**Exercise prompt:** What lines of the material hold the string "system"? Pull each of them out.

**Records provided:**
PR #314, opened 2022-01-18
Add Brewfile

raccube:


README.md
```diff
@@ -7,9 +7,14 @@ development.
 
 ## Installation
 
-You can find all the installation instructions needed for a local/production
-setup of Retrospring in the
-[Wiki](https://github.com/Retrospring/retrospring/wiki/Setup).
```
pixeldesu: Suddenly, no other operating system than MacOS exists anymore.

Also, why not add this to the wiki, where the other installation instructions already are?

pixeldesu (changes requested):

README.md
raccube: I guess that makes sense, although the installation instructions currently in the wiki are very outdated.

pixeldesu: Well, we have two measures then, either:
* ...add updated installation instructions here
* ...or in the wiki

Also, your installation instructions just mention how to install the dependencies, but not how to run it in the end (nor the fact what needs to be run or configured in what way).

Considering there's quite a few steps involved, the wiki is probably a better place, rather than blowing up the README with this.

pixeldesu: Done the deed, updated the setup instructions:
https://github.com/Retrospring/retrospring/wiki/Setup#installation

pixeldesu (approved):

PR #315, opened 2022-01-22
Integrate feedback forms with Canny

### LINKED ISSUE #90: Add a form on the site for feedback/feature requests/bug reports.
Currently the only way to submit any feedback for Retrospring is to create an issue in this issue tracker. This requires the user to have a GitHub account, likely deterring users from submitting their feedback or suggestions.

We have a few options for how we could tackle this:

- Creating a form which simply opens a GitHub issue (could use @Kaisrrerr for this)
- The above but with some kind of admin approval before opening an issue on GitHub
- Repurposing the current moderation system to create a "Feedback Hub" of sorts where users can vote on issues

pixeldesu:
This integrates feedback and bug report forms with [Canny](https://canny.io)

Wasn't sure where to put the links so they are at least somewhat visible (but not a main feature), so I put them into the profile/user dropdown:
image

**Prerequisites**
* Get Canny credentials:
  * SSO token: https://developers.canny.io/install/widget/sso
  * Board tokens: https://developers.canny.io/install/widget/web
  * And put them into `config/justask.yml`

**Testing**
* Try accessing `/feedback/bugs`
  * This should redirect to `/feedback/consent`
* After consenting, try accessing `/feedback/consent`
  * This should redirect to `/feedback/bugs`
* On one of the form pages, check one of the script tags after the feedback form, including an `ssoToken`
* Create an example post in one of the boards
  * If using an admin account (determined by the used email) this will be directly visible
  * Otherwise the screen name of the user and the profile picture (which won't work since the URL is only local) should be set
* If the `canny` section of the comments is commented out, visiting a feedback path should redirect to `root_path`


app/views/navigation/mobile/_profile.haml
```diff
@@ -24,8 +24,17 @@
...
     .dropdown-divider
-  = button_to destroy_user_session_path, method: 'delete', class: 'dropdown-item' do
+  - if APP_CONFIG["canny"]
+    %h6.dropdown-header.d-none.d-sm-block Feedback
+    %a.dropdown-item{ href: feedback_features_path }
+      %i.fa.fa-fw.fa-flask
+      Feature Requests
+    %a.dropdown-item{ href: feedback_bugs_path }
+      %i.fa.fa-fw.fa-bug
+      Bugs
```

**Reply:**
pixeldesu: Suddenly, no other operating system than MacOS exists anymore.
- Repurposing the current moderation system to create a "Feedback Hub" of sorts where users can vote on issues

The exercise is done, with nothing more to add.